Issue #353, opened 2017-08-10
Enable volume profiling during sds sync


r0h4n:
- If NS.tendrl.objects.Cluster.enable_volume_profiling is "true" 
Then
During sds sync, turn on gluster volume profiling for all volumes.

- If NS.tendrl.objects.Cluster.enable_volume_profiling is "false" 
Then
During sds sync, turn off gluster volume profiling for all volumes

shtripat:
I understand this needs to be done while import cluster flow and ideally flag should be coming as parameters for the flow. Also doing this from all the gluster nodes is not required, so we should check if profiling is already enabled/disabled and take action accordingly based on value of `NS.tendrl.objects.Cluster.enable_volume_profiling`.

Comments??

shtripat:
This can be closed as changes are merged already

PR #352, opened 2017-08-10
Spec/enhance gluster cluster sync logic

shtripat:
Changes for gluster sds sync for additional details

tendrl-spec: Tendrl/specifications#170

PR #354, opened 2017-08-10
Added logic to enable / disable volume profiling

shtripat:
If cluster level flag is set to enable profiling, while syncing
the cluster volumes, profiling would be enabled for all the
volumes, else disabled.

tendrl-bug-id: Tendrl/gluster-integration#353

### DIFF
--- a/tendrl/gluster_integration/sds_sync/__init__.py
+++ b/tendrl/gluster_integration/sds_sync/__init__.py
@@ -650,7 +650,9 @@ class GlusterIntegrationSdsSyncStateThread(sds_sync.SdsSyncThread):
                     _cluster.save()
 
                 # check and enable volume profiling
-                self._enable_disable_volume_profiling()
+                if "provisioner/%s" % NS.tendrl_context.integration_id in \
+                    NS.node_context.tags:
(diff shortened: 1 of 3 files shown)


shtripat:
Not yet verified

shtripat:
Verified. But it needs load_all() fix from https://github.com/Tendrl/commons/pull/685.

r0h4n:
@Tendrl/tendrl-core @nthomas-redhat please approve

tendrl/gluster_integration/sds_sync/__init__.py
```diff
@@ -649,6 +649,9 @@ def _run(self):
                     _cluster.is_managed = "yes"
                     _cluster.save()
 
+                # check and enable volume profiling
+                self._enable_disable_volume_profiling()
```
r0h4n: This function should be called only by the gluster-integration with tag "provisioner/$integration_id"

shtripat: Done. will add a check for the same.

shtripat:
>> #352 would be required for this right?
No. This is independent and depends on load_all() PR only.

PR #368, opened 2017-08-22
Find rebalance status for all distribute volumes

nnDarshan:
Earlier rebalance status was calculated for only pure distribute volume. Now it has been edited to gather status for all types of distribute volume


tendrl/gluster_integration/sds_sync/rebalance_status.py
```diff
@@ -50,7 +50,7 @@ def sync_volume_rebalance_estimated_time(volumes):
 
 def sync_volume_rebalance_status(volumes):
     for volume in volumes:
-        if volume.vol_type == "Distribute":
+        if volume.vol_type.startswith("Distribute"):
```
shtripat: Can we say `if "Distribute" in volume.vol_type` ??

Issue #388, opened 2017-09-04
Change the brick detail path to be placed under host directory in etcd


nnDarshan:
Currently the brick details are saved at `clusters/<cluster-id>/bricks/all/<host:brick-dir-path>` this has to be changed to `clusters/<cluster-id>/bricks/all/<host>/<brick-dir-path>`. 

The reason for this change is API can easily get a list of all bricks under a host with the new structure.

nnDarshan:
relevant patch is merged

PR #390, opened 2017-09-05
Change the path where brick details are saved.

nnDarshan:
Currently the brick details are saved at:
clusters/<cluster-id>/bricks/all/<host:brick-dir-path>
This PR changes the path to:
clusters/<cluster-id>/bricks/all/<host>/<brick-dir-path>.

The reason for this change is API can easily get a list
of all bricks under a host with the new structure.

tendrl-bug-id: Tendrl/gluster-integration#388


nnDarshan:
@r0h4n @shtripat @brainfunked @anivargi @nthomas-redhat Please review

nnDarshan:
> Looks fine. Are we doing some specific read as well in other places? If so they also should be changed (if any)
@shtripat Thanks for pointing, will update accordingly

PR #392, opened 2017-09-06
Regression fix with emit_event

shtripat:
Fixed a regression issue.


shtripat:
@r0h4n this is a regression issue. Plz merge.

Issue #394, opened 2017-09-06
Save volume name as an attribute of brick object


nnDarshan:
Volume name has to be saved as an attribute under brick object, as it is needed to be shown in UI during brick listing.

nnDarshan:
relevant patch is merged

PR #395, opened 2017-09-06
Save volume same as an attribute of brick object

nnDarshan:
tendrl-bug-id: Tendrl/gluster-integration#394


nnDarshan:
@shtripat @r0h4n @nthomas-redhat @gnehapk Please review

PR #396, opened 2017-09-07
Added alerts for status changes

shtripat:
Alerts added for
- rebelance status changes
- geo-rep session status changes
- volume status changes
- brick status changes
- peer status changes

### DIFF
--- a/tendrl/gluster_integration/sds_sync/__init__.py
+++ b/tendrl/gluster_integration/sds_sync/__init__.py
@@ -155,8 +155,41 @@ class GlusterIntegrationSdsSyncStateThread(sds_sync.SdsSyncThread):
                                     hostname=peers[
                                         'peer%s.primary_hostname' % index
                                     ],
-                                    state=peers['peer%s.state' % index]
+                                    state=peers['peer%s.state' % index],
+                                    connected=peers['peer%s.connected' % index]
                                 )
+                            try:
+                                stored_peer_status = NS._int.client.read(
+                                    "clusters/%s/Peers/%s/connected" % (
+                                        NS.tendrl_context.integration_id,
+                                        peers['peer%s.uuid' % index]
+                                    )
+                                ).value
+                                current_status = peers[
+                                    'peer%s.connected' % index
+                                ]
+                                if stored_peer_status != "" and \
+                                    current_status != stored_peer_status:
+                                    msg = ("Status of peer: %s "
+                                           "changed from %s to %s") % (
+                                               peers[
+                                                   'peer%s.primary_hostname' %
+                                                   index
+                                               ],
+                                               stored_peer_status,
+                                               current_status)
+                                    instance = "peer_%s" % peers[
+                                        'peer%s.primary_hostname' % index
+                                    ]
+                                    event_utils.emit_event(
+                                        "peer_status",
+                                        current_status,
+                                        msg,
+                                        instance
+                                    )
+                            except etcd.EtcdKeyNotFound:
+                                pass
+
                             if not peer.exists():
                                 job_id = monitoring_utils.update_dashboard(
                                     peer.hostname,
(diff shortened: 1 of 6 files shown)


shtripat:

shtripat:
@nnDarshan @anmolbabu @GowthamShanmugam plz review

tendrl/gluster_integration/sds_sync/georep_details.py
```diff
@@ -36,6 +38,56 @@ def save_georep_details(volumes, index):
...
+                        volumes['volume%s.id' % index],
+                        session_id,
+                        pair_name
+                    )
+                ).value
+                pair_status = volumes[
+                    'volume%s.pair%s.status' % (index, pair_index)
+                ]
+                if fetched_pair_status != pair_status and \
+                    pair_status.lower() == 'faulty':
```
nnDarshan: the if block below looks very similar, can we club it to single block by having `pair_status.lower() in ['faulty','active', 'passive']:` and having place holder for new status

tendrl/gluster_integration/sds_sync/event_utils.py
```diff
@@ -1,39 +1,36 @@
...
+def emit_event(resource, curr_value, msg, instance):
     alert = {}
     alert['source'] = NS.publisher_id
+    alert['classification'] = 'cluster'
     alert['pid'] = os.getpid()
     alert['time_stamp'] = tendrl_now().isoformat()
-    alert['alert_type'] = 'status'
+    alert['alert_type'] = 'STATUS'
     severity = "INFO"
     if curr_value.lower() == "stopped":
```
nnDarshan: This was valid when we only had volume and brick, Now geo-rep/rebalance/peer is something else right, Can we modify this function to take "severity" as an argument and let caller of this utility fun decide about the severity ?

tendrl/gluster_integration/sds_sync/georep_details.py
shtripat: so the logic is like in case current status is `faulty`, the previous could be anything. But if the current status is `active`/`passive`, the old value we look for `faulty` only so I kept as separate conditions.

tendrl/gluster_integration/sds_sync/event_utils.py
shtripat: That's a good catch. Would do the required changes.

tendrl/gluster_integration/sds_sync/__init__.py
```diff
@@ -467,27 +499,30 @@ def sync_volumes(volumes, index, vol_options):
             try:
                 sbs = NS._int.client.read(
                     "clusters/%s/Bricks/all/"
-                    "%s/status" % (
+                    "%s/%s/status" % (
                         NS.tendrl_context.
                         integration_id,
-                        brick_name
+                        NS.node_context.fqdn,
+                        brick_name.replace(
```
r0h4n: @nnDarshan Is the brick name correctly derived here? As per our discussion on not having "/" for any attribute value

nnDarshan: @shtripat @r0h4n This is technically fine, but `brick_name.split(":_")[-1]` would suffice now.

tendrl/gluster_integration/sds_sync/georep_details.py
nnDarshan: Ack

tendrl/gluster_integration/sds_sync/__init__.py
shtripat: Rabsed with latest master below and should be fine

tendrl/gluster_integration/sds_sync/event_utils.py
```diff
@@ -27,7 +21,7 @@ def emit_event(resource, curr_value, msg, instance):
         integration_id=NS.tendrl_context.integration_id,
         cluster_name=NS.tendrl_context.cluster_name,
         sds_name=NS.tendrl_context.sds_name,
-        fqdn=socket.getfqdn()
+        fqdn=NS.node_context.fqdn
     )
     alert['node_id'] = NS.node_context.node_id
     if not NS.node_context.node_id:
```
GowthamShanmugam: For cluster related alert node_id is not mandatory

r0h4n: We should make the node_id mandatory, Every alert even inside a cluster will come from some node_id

+ + + +

To do:
Search the entries for the word "fine" and copy every line that holds it.

Response:
> Looks fine. Are we doing some specific read as well in other places? If so they also should be changed (if any)
nnDarshan: @shtripat @r0h4n This is technically fine, but `brick_name.split(":_")[-1]` would suffice now.
shtripat: Rabsed with latest master below and should be fine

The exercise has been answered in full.